In one embodiment, a HLPS process can be carried out under conditions in which at least a portion of the mass of the green porous solid matrix reacts with preselected infiltrant species present in the fluid medium to produce a new product.
The hydrothermal reaction process can occur via a dissolution-re-precipitation reaction mechanism. Alternatively, the reaction can occur via an ion-substitution reaction. In the former, small portions of the compacted porous solid matrix can dissolve furnishing dissolved species which can react with the ions in the infiltrant solution; the ions in the infiltrant solution can be metal ions. In one embodiment, the amount of the infiltrant added can be enough to produce the complete reaction in a single step. Alternatively, multiple steps can be involved. For example, multiple infiltration can be involved. In one embodiment, strontium titanate can be formed from a titania matrix, thereafter by another infiltration it can form strontium apatite. Alternatively, via multiple infiltrations, a carbonate can be formed, which can then form a protective oxalate layer. In another embodiment, the compact can be partially infiltrated and dried, and the infiltration step can be repeated until the final product is produced.

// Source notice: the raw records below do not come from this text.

PR #2164, opened 2019-11-19
Deploy app shipping audit events to Splunk

paroxp:
What
----

We'd like to be constantly pushing this to our environment allowing
splunk to receive the audit events from CF API.

We're adding set of credentials into the system, that will be then used.

Splunk URL is not really a secret, therefore doesn't deserve a place in
our secret store.

How to review
-------------

- Sanity check
- See `rafalp` environment

**Note:** I have uploaded the certs to all envs, but doesn't hurt to do again.

### DIFF
--- a/concourse/pipelines/create-cloudfoundry.yml
+++ b/concourse/pipelines/create-cloudfoundry.yml
@@ -292,6 +292,7 @@ groups:
       - post-deploy
       - deploy-paas-accounts
       - deploy-paas-admin
+      - deploy-paas-audit-to-splunk
       - deploy-paas-billing
       - deploy-paas-metrics
       - smoke-tests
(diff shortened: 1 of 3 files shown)


concourse/pipelines/create-cloudfoundry.yml
```diff
@@ -3106,6 +3117,71 @@ jobs:
...
                 fi
 
+  - name: deploy-paas-audit-to-splunk
+    serial: true
+    plan:
+      - *add-grafana-job-annotation
+      - get: paas-audit-to-splunk
+        trigger: true
+
+      - in_parallel:
```
46bit: Is there a reason that this `get: paas-audit-to-splunk` task isn't in the `in_parallel:`?

paroxp: Oversight :D Probably doesn't matter. But moved in for making it consistent.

The shape of the product can be retained from that of the solid matrix. In one embodiment, when the molar volume of the product is greater than that of the oxide powder (i.e., a positive molar volume change—i.e., transformation to a larger molar volume), the nucleated product fills the voids of the compact and increases its density. The molar volume change need not be positive; it can also be negative (i.e., transformation to a smaller molar volume) or no change depending on the ion species and reaction mechanism. For example, a portion of the matrix can dissolve away during the reaction, increasing porosity while creating new chemical bonding and a negative molar volume change. Similarly, if the new material form has the same volume as that from the loss of the matrix, then there is substantially no molar volume change.

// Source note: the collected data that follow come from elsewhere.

PR #2169, opened 2019-11-21
Remove Tom Whitwell from admin users

richardTowers:
What
----

He shouldn't need this access anymore. We should check that the
pipeline's removed him properly once this is released.

This may conflict slightly with #2156, but it shouldn't be difficult to
fix so I think they can go out in either order.

How to review
-------------

* Check 'em

Who can review
--------------

Not @richardtowers


richardTowers:
Hold off on merging this - I just found some more things to remove.

PR #2173, opened 2019-11-27
get chris a working account

paroxp:
What
----

Farms is currently locked out of his account, due to the management of admin vs tenants accounts.

I'm taking the approach of 🙈 and granting farms the powers of an admin back. One team one dream.

How to review
-------------

- Sanity check


richardTowers:
As discussed on slack, we don't trust @chrisfarms 🙅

HLPS reaction can occur via, for example, ion addition and/or ion substitution. Addition reactions are where ions (anions or cations) in the infiltrating medium can be added to the matrix host without substituting another ion in the matrix. Examples of an ion addition can include transformation from oxide to hydroxide, or from oxide to carbonate. Examples of an ion substitution can include transformation from hydroxide to carbonate, or hydroxide to oxalate. Additionally, the reaction can occur via disproportionation, wherein the insoluble inorganic host/matrix material can be split into two insoluble inorganic products. Disproportionation can be performed, for example, for oxides, fluorides, hydroxides, sulfates, mixed metal oxides, silicates, hydroxyapatites.
Heterogeneous nucleation can also take place during the reaction. As described previously, the change in density can depend on the type of the matrix material and/or that of the product formed. Once the hydrothermal reaction is complete, the open pores can be further removed by, for example, aging.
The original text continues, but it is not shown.